----- Provided entries
PR #1689, opened 2024-03-06
Remove versioning_legacy from objectstorage_container_v1

nikParasyr:
Partially implements https://github.com/terraform-provider-openstack/terraform-provider-openstack/issues/1660


nikParasyr:
@kayrus would really like review and your opinion on this as you wrote the deprecation and the state removal.

I went through swift [docs](https://docs.openstack.org/swift/latest/middleware.html#module-swift.common.middleware.versioned_writes.object_versioning), and i'm not sure whether the 2 legacy modes are deprecated and/or planned for removal upstream.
----------
**Your assignment**.
Transcribe exactly, please, the lines from the one with "the state removal." to the last line of the entries above, ends included.

**Answer to this problem**.
@kayrus would really like review and your opinion on this as you wrote the deprecation and the state removal.

I went through swift [docs](https://docs.openstack.org/swift/latest/middleware.html#module-swift.common.middleware.versioned_writes.object_versioning), and i'm not sure whether the 2 legacy modes are deprecated and/or planned for removal upstream.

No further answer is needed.